*** Begin section ***

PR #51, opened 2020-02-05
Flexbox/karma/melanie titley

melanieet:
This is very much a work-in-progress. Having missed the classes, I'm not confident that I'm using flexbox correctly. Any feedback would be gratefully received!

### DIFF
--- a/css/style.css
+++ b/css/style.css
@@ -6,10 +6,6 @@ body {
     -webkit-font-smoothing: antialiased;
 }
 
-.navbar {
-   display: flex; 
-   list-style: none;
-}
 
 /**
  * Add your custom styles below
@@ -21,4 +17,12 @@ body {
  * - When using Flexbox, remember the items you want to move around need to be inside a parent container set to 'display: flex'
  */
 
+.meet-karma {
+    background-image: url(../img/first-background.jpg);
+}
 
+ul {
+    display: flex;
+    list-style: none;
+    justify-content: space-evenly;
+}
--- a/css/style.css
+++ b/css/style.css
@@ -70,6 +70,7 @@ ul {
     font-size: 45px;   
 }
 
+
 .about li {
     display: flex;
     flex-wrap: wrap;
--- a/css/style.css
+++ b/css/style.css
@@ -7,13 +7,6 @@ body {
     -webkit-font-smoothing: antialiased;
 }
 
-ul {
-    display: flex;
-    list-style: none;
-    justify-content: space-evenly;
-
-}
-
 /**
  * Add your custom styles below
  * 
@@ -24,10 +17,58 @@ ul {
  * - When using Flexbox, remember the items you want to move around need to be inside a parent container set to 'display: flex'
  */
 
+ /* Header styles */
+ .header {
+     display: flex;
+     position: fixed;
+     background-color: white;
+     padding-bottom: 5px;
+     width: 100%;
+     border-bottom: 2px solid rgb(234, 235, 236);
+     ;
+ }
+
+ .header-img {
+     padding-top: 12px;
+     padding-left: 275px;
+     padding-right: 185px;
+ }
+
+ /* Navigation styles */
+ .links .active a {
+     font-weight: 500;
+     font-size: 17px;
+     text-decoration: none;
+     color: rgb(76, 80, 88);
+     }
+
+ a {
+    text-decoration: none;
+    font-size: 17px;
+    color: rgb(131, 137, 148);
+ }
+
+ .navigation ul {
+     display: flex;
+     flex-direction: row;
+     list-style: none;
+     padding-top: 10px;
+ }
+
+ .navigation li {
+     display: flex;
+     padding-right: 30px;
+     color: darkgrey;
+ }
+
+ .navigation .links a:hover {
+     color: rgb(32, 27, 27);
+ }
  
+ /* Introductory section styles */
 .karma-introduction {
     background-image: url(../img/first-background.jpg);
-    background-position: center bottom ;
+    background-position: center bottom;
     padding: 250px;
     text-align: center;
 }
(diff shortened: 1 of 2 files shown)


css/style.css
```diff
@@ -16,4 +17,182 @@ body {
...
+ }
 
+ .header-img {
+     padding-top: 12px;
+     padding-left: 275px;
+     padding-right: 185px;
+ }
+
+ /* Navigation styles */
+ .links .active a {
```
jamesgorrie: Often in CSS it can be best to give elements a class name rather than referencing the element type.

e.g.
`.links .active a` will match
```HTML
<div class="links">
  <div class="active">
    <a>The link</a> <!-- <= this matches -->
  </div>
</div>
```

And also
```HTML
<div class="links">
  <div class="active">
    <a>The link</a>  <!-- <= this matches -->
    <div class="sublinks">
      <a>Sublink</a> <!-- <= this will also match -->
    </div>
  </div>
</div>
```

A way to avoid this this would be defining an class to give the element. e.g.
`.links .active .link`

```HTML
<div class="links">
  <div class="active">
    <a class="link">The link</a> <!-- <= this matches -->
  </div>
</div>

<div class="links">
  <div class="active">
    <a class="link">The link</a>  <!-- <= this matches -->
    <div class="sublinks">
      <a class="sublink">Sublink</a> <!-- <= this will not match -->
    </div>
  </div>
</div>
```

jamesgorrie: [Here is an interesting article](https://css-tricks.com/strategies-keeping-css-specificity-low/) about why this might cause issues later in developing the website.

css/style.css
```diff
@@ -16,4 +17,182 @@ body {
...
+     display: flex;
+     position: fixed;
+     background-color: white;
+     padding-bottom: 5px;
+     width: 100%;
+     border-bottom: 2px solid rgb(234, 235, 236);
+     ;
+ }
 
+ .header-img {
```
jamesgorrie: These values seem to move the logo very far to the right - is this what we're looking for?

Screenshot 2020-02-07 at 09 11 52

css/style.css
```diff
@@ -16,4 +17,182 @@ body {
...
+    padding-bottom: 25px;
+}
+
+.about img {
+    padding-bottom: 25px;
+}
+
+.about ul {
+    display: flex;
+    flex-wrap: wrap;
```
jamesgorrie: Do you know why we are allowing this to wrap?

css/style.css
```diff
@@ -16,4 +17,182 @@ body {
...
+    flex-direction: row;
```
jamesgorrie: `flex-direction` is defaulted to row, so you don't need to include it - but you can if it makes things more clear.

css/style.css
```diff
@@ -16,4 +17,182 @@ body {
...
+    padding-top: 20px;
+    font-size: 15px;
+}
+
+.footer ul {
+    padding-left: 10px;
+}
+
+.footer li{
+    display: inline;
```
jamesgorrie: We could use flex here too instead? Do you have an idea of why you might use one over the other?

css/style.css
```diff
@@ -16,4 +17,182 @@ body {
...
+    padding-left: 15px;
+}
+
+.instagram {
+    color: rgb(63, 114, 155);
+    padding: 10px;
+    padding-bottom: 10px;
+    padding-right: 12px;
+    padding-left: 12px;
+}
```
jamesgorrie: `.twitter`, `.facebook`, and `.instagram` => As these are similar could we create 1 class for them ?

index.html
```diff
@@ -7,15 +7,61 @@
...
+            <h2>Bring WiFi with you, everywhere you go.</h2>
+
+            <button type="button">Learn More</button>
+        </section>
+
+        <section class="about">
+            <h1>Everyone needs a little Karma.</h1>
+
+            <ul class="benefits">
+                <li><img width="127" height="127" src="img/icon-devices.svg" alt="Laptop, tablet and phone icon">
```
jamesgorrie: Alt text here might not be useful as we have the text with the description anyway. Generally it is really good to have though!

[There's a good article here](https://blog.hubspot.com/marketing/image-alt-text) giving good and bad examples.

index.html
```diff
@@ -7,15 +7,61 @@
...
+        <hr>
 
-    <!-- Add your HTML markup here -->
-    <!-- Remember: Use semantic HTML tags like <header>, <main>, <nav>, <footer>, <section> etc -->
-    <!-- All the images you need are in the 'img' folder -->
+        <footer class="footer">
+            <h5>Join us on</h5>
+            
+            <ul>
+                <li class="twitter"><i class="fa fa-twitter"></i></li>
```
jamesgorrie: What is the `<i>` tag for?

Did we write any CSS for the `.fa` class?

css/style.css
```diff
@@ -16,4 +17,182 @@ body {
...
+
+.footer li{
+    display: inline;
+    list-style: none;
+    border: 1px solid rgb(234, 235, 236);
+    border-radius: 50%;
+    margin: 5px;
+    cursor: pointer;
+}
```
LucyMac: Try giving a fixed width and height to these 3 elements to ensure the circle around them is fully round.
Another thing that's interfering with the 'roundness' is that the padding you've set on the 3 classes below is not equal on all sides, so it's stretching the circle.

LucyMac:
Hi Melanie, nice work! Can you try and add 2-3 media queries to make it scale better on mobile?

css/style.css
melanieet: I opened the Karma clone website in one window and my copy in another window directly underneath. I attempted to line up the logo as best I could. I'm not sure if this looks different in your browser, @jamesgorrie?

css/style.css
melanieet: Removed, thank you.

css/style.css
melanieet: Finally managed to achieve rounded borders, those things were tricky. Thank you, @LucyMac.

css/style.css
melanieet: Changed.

*** End section ***

What number of lines in the listing contain the word "could"? Supply the number with no accompanying text.

• [Solution to the exercise]:
3